PROBLEM - Set out exactly every line of the entries below, starting at the line that holds "PR #2097, opened 2016-10-13" and stopping after the line that holds "This is needed".
------ DATA TO PROCESS ------
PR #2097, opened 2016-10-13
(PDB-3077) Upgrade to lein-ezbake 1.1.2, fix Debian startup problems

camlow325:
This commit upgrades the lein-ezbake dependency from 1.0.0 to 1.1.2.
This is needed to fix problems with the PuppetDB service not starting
------
------ DATA TO PROCESS ------
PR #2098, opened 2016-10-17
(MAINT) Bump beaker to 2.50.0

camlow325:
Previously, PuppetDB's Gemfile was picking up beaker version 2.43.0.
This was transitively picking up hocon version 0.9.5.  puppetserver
------
ANSWER SPACE -
PR #2097, opened 2016-10-13
(PDB-3077) Upgrade to lein-ezbake 1.1.2, fix Debian startup problems

camlow325:
This commit upgrades the lein-ezbake dependency from 1.0.0 to 1.1.2.
This is needed to fix problems with the PuppetDB service not starting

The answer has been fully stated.